**Provided entries:**
Issue #149, opened 2025-05-06
Is there a way to auto-recognise operator structure?


jpbrodrick89:
I am looking to extend the `diffrax` example on the [1D heat equation](https://docs.kidger.site/diffrax/examples/nonlinear_heat_pde/) to use a Tridiagonal solve, unfortunately `lineax` can not tell a generic 2D array has tridiagonal structure. If this is not possible, could we make a change to `optimistix` to create the desired `LinearOperator` from the `jacobian`

MWE for context:
```python
import jax.numpy as jnp
import jax
import lineax
import optimistix
jax.config.update("jax_enable_x64", True)

def laplacian_numerator(y):
    return jnp.diff(jnp.diff(y), prepend=0., append=0.)

def diffus_step(y, args):
    return y + 0.1 * laplacian_numerator(y)

solver = optimistix.Newton(rtol=1e-8, atol=1e-8, linear_solver=lineax.Tridiagonal())

key = jax.random.PRNGKey(0)
rhs = jax.random.normal(key, (100,))
sol = optimistix.root_find(lambda y, args: diffus_step(y, args) - rhs, solver, rhs, max_steps=1, throw=False)
```
Returns the follow traceback
```
...
--> 220 return iterative_solve(
    221     fn,
    222     solver,
    223     y0,
    224     args,
    225     options,
    226     max_steps=max_steps,
    227     adjoint=adjoint,
    228     throw=throw,
    229     tags=tags,
    230     f_struct=f_struct,
    231     aux_struct=aux_struct,
    232     rewrite_fn=_rewrite_fn,
...
     53         "matrices"
     54     )
     55 return tridiagonal(operator), pack_structures(operator)

ValueError: `Tridiagonal` may only be used for linear solves with tridiagonal matrices
```

jpbrodrick89:
Thanks Patrick, this worked great, perfectly happy with a "promise" rather than a check. We are currently doing manual operator splitting with implicit/explicit Euler steps, so using `optimistix` directly should be fine for now. However, if we want to use higher order methods in the future, exposing the `tags` argument is probably a good idea. However, the `tags` could probably be better documented in `optimistix` perhaps by way of an example.

I can confirm that simply adding the tag in decreases runtime by about 30% on CPU on my `lineax` branch with `unroll=1` in the solver (apologies for the delay on the PR for this I am looking to see if we can improve `jax` batched performance first to greatly simplify the whole affair).

[...]

PR #164, opened 2025-06-17
Support "diagonal" primitives with no/slow JVP batch rule

jpbrodrick89:
BREAKING CHANGE: Diagonals are no longer "extracted" from operators but rely on the promise of the `diagonal` tag being accurate and fulfilled. If this promise is broken solutions may differ from user expectations.

### Preface

At present, both `JacobianLinearOperator` and `FunctionLinearOperator` require full materialisation even if provided with a `diagonal` tag. This seems self-evidently expensive (in practice it certainly can be but more often is not, see below) and requires the underlying function (which could potentially be a custom primitive) to have a batching rule. As it is currently the case that tags are considered to be a "promise" and are unchecked with no guarantee of behaviour, there are some shortcuts we can take.

### Changes made

The proposal here is to use the observation that the diagonal of a matrix can be obtained by pre/post-multiplying it by a unit vector and thereby re-write the single-dispatch `diagonal` method for `JacobianLinearOperator` and `FunctionLinearOperator` so that the `as_matrix()` method is not required. For `JacobianLinearOperator` either `jax.jvp` or `jax.vjp` will be called depending on the `jac` keyword (forward-mode should always be more efficient but meeting the user's expectation will avoid issues if forward-mode is not supported such as when using a `custom_vjp` is used). For `FunctionLinearOperator`, we can just use `self.mv`.

However, if the matrix is not actually diagonal this identity will not hold and results may be unexpected due to contributions from off-diagonals.

I considered using `operator.transpose().mv` instead of writing out `vjp` but if the matrix is tagged as `symmetric` then this would end up calling `jacrev` instead of `vjp`.

### Why is this helpful?

When using `lineax` directly one can of course just define a `DiagonalOperator` instead of a more general `JacobianLinearOperator`, but this is not always possible. For example, when using `optimistix`, the operator is instantiated within the optimisation routine and the only way to inform the optimiser about the underlying structure of the matrix is through `tags`. Therefore, if the function being optimised is a primitive (e.g. an FFI) with a JVP rule that does not support batching a user is stuck. If a slow batching rule, such as `vmap_method="sequential"`, is used the current approach is also painfully slow for large matrix sizes.

### Performance impact

I had initially hoped this to have a minor positive impact on performance across the board, but as ever I have massively underestimated the power of XLA. In practice, whether this PR seems to improve performance (e.g. for a `linear_solve` or an `optimistix.root_find`) of a _pure jax function_ appears to fluctuate with array size. By playing around with different `XLA_FLAGS` and other environment variables, my best guess is that this is mostly due to threading; a `vmap` applied to a `jnp.eye` is threaded much more aggressively meaning that the apparent time complexity appears to be of lower order than a more direct approach. However, when I tried to eliminate threading this PR still seems to have an 8–10% negative impact on performance for array sizes > 100 on an `optimistix.root_find`.

<details>
<summary>
Pure `jax` comparison: using `jvp` when attempting to enfore single-threadedness is about 14µs faster.
</summary>

```python
@jax.jit
def from_eye(x):
    eye = jnp.eye(len(x), dtype=x.dtype)
    jac = jax.vmap(lambda t: jnp.cos(x)*t, out_axes=-1)(eye)
    return jnp.diag(jac)

@jax.jit
def direct(x):
    return jnp.cos(x)
```
It seems self-evident that the second function should be more efficient, however with the new `thunk` runtime on my Mac `from_eye` runs faster than `direct` (referred to as `wrapped` in the diagram below, you can ignore `unwrapped` and `vmap` as similar performance) for array sizes > ~1.5E4:
image

Disabling the `thunk` runtime (with `XLA_FLAGS=--xla_cpu_use_thunk_runtime=false` which is reported to run faster in some circumstances) decreases the gap between the two by slightly slowing down the `eye` implementation and accelerating the `direct` approach:
image

Going further and following all suggestions in [github.com/jax-ml/jax/discussions/22739](https://github.com/jax-ml/jax/discussions/22739) to limit to one thread/core and we can see the `direct` approach is now consistently about 14µs faster:
image
</details>

<details>
<summary>
`linear_solve` significantly faster (often >2x) for array sizes <2E4 using thunk runtime, but runs about 6–10% slower for large array sizes when disabling and attempting to enforce a single thread
</summary>

<details>
<summary>
Code tested
</summary>

```python
solver = lineax.Diagonal(well_posed=True)

def double(x, args):
    return (2.0 * jnp.ones_like(x)) * x

@jax.jit
def jac_op_to_sol(rhs):
    op = lineax.JacobianLinearOperator(double, rhs, tags=frozenset({lineax.diagonal_tag}))
    return lineax.linear_solve(op, rhs, solver, throw=False)

@jax.jit
def func_op_to_sol(rhs):
    op = lineax.FunctionLinearOperator(lambda x: double(x, None), jax.eval_shape(lambda: rhs), tags=frozenset({lineax.diagonal_tag}))
    return lineax.linear_solve(op, rhs, solver, throw=False)
```
</details>

Using standard thunk runtime and `EQX_ON_ERROR=nan` we see significant speedup for array sizes < 1E4
image

Enforcing single-thread the performance between the old and the new approaches is very similar but tracks at about 6–10% slower for larger array sizes.
image

(Note that `DiagonalOperator` is actually slower somehow.)

</details>

<details>
<summary>
Similar behaviour is observed with `optimistix.root_find` (but with more modest gains, and some hits for larger array sizes)
</summary>

I compared performance for a multi-root find of the `sin` function (with `EQX_ON_ERROR=nan`):
```python
x = jnp.repeat(jnp.linspace(-10., 10., num=20), n // 20)
newton = optx.Newton(rtol=1e-8, atol=1e-8, linear_solver=lx.Diagonal())
optx.root_find(lambda x, args: jnp.sin(x), newton, x, max_steps=8, tags=frozenset({lx.diagonal_tag}), throw=False).value
```

Default settings (`jax` 0.6.1, `main` vs this branch of `lineax) with and without standard `thunk` runtime:
image

In both runtimes this PR improves/maintains performance by up to a factor of 2 for arrays of size up to 1E4 at which point it becomes slightly slow than the current version (by ~8%).

However, limiting to one thread as best as I can most of the noise is eliminated and the two have very similar performance time (the change tracking about 6% slower) except for an array size of 20 where the proposed change is faster:
image

</details>

<details>
<summary>
Much more substantial performance improvement (8x or higher) is observed for primitives that only support `sequential` batching rules
</summary>

This is a very contrived example, but based on very real use cases we have over at [tesseract-core](https://github.com/pasteurlabs/tesseract-core) and [tesseract-jax](https://github.com/pasteurlabs/tesseract-jax). I have defined a new primitive version of `sin` with a `jvp` rule that batches sequentially and is therefore slow and doesn't benefit from compilation/threading in the same way:

<details>
<summary>
Code for primitives
</summary>

```python
import numpy as onp

import jax
import jax.numpy as jnp
from jax.interpreters import ad, batching, mlir
from jax.core import ShapedArray
from jax.extend import core

from jax._src.lib.mlir.dialects import hlo
from jax._src.ffi import ffi_batching_rule

from functools import partial

sin_p = core.Primitive("mysin")
cos_mult_p = core.Primitive("cos_mult")

def sin_prim(x):
    return sin_p.bind(x)

def cos_mult_prim(*args):
    p = args[0]
    return cos_mult_p.bind(*args,
                           vmap_method="sequential",
                           result_avals=(ShapedArray(p.shape, p.dtype), ))

def cos_mult_impl(*args, vmap_method="sequential", result_avals=None):
    del vmap_method, result_avals
    return onp.cos(args[0]) * args[1]

def cos_mult_abstract_eval(*args, vmap_method="sequential", result_avals=None):
    del vmap_method, result_avals
    return ShapedArray(args[0].shape, args[0].dtype)

def sin_jvp(p, t):
    return sin_prim(p[0]), cos_mult_prim(p[0], t[0])

def sin_lowering(ctx, x):
    return [ hlo.SineOp(x).result ]

def cos_mult_lowering(ctx, p, t, *, vmap_method="sequential", result_avals=None):
    del vmap_method, result_avals
    return [ hlo.MulOp(hlo.CosineOp(p), t).result ]

def cos_mult_batch(args, axes, vmap_method="sequential", result_avals=None):
    as_tup, out_dims =  ffi_batching_rule(cos_mult_p, args, axes, 
                            vmap_method="sequential",
                            result_avals=(ShapedArray(args[0].shape, args[0].dtype),))
    return jnp.stack(list(as_tup)), out_dims[0]

sin_p.def_impl(onp.sin)
cos_mult_p.def_impl(onp.cos)
sin_p.def_abstract_eval(lambda x: ShapedArray(x.shape, x.dtype))
cos_mult_p.def_abstract_eval(cos_mult_abstract_eval)
mlir.register_lowering(sin_p, sin_lowering)
mlir.register_lowering(cos_mult_p, cos_mult_lowering)
ad.primitive_jvps[sin_p] = sin_jvp
# If the `cos_mult_p` batching rule isn't present this won't run on the current version
# but will with this PR
batching.primitive_batchers[cos_mult_p] = cos_mult_batch
```
</details>

I then ran the same tests as before but with `sin_p` instead of `jnp.sin` and we can see the time complexity of the current version is almost quadratic for array sizes greater than 100 (as one would naively expect for a dense jacobian) meaning that speedups range from a factor of 2 (array size of 20) to a factor of  8 (array size of 5000) and higher:
image

</details>
 
~~Running `benchmarks/solver_speed.py` shows a negligible improvement in the single `Diagonal` solve but a 50% faster batch solve, this could of course be down to noise as the solve is only timed once.~~ (This uses `lx.Diagonal` so not relevant and probably just a fluke.)

### Testing done
- [x] CI passes after modifying `test_diagonal` such that operators are actually initialised with diagonal matrices
- [x] Can find root (using both `Newton` and `Bisection`) of scalar function with no batching rule and take gradients through the root solve (not possible previously) this tests both `JacobianLinearOperator` and `FunctionLinearOperator` in action
- [x] Can obtain `diagonal` from `JacobianLinearOperator` with `jac="bwd"` 

Happy to perform any further requested testing you see fit/necessary. I appreciate I haven't managed to test reverse-mode especially extensively.

### Next steps

In a future PR, I would like to do something similar for other structures (e.g. tridiagonal) this should address the large O(n) discrepancy observed in #149 (but not the O(0) discrepancy). I believe this will be a much more consistent and meaningful gain than observed here. This PR here should likely be a lot easier to grok and reason about the concept and discuss framework/design choices (although maybe not the performance impact :) ) before building out further.


lineax/_operator.py
```diff
@@ -1363,10 +1363,40 @@ def diagonal(operator: AbstractLinearOperator) -> Shaped[Array, " size"]:
 
 @diagonal.register(MatrixLinearOperator)
 @diagonal.register(PyTreeLinearOperator)
```
patrick-kidger, line 1365: Side note, I think we could make the `PyTreeLinearOperator` case a little more efficient by calling `jnp.diag` on each 'diagonal leaf', and concatenate those together. (You don't have to do that here, just spotting it.)

lineax/_operator.py
```diff
@@ -1363,10 +1363,40 @@ def diagonal(operator: AbstractLinearOperator) -> Shaped[Array, " size"]:
...
+    return jnp.diag(operator.as_matrix())
+
+
 @diagonal.register(JacobianLinearOperator)
+def _(operator):
+    with jax.ensure_compile_time_eval():
+        flat, unravel = strip_weak_dtype(
+            eqx.filter_eval_shape(jfu.ravel_pytree, operator.in_structure())
+        )
+        basis = jnp.ones(flat.size, dtype=flat.dtype)
```
patrick-kidger, line 1376: Could this just be `basis = jtu.tree_map(jnp.ones_like, operator.in_structure())`?

Either way, why is the compile-time-eval needed here?

lineax/_operator.py
```diff
@@ -1363,10 +1363,40 @@ def diagonal(operator: AbstractLinearOperator) -> Shaped[Array, " size"]:
...
+
+    if operator.jac == "fwd" or operator.jac is None:
+        diag_as_pytree = operator.mv(unravel(basis))
+    elif operator.jac == "bwd":
+        fn = _NoAuxOut(_NoAuxIn(operator.fn, operator.args))
+        _, vjp_fun = jax.vjp(fn, operator.x)
+        diag_as_pytree = vjp_fun(unravel(basis))
```
patrick-kidger, line 1383: I think this will fail for operators with different input and output structures. (They might still be mathematically square, just split up into a pytree in different ways / with different dtypes.) This needs to be a basis formed from `operator.out_structure()`.

patrick-kidger (commented):
Nice, I really like seeing a colouring approach like this!

I will note however that `lx.diagonal` is documented as `Extracts the diagonal from a linear operator, and returns a vector`, which is meant to include extracting the diagonal from nondiagonal operators. I think the implementations you have here should check with `is_diagonal` to determine whether to dispatch to the new or the old implementation.

patrick-kidger:
> Happy to address these during the week, just wanted to check: I did a quick trawl through the code and I don't think diagonal or tridagonal is ever used by operators that don't have the corresponding tag, so we have an option to just change the doc string instead of you like?

However they're actually a standalone public API themselves, which could be used independent of the solvers. :)

lineax/_operator.py
jpbrodrick89: I used your suggestion in my original commit but this seems to run faster based on my testing, I think both compile time evaluation (which was inspired by sparsejac implementation) and a single ones call led to performance improvements but I can try and dig in/disambiguate a bit if interest.

patrick-kidger: Hmm, curious. I could see the compile-time-eval tricking XLA into constant-propagating where it might otherwise choose not to. And perhaps having a single constant rather than n constants also leads to some kind of performance improvement somehow.

Happy to leave this as-is if this is apparently fastest.

lineax/_operator.py
jpbrodrick89: I just added a test for mismatched input and output structure and looks like these are not allowed to be diagonal in the current version of lineax. Shall we leave relaxing that assumption and fixing this for future work? This implementation should work fine as long as the assumption holds.

```
FAILED tests/test_operator.py::test_is_symmetric[float64] - ValueError: Symmetric matrices must have matching input and output structures. Got input structure (ShapeDtypeStruct(shape=(2,), dtype=float64), ShapeDtypeStruct(shape=(), dtype=float64)) and output structure (ShapeDtypeStruct(shape=(), dty...
FAILED tests/test_operator.py::test_is_symmetric[complex128] - ValueError: Symmetric matrices must have matching input and output structures. Got input structure (ShapeDtypeStruct(shape=(2,), dtype=complex128), ShapeDtypeStruct(shape=(), dtype=complex128)) and output structure (ShapeDtypeStruct(shape=(...
FAILED tests/test_operator.py::test_is_diagonal[float64] - ValueError: Symmetric matrices must have matching input and output structures. Got input structure (ShapeDtypeStruct(shape=(2,), dtype=float64), ShapeDtypeStruct(shape=(), dtype=float64)) and output structure (ShapeDtypeStruct(shape=(), dty...
FAILED tests/test_operator.py::test_is_diagonal[complex128] - ValueError: Symmetric matrices must have matching input and output structures. Got input structure (ShapeDtypeStruct(shape=(2,), dtype=complex128), ShapeDtypeStruct(shape=(), dtype=complex128)) and output structure (ShapeDtypeStruct(shape=(...
```

jpbrodrick89: Never mind, these are `PyTreeLinearOperators` but I need to address for `JacobianLinearOperators`

jpbrodrick89:
Sorry for abandoning this for so long as the day job took over. I returned as it was found to provide orders of magnitude impact on a problem I was working (root finding over multiple interpolations) even for small array sizes (200–2000). I have addressed the main point of retaining extraction of the diagonal when the diagonal tag is missing. However, your other two comments seem at odds with each other: either we ensure input/output structures match (which is actually the case, see above) enabling us to extract diagonal leafs for `PyTreeLinearOperator` and leaving the `JacobianLinearOperator` vjp implementation as it is, or we relax this assumption and are no longer able to extract diagonal leafs as there is not guaranteed to be such an object.

patrick-kidger:
Sorry for the long delay getting back to you, some personal life things took over for a while.

So, now to actually answer your question: good point.

I imagine we could probably do the 'diagonal leaf' approach when the structures match, and go for the more expensive approach when they don't?

jpbrodrick89:
Note this is largely ready to go and includes #195 (but not #196), happy to get those in first and merge this in after for a cleaner diff.

Main change I've made is the `try_sparse_materialise` helper which converts an operator to `DiagonalLinearOperator` if it's diagonal, which can be used in `mv` or `materialise` and should make the code more maintainable and extensible (I shouldn't need to touch materialise in the tridiagonal PR except for JacobianLinearOperator. This is a bit of a breaking change though as materialise does not just return self for as many operators but instead materialises as the "most efficient" representation of the operator. Happy to hear any thoughts. :-)

Also happy to be targeting a dev branch if you prefer as these are not just "fixes", one just doesn't exist right now.

lineax/_operator.py
```diff
@@ -329,6 +332,14 @@ def __init__(self, value):
         self.value = value
 
 
+def _leaf_from_keypath(pytree: PyTree, keypath: jtu.KeyPath) -> Array:
```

**Brief:**
Where in the entries above does the word "calling" appear? Copy each line that has it.

**Solution to the exercise:**
I considered using `operator.transpose().mv` instead of writing out `vjp` but if the matrix is tagged as `symmetric` then this would end up calling `jacrev` instead of `vjp`.
patrick-kidger, line 1365: Side note, I think we could make the `PyTreeLinearOperator` case a little more efficient by calling `jnp.diag` on each 'diagonal leaf', and concatenate those together. (You don't have to do that here, just spotting it.)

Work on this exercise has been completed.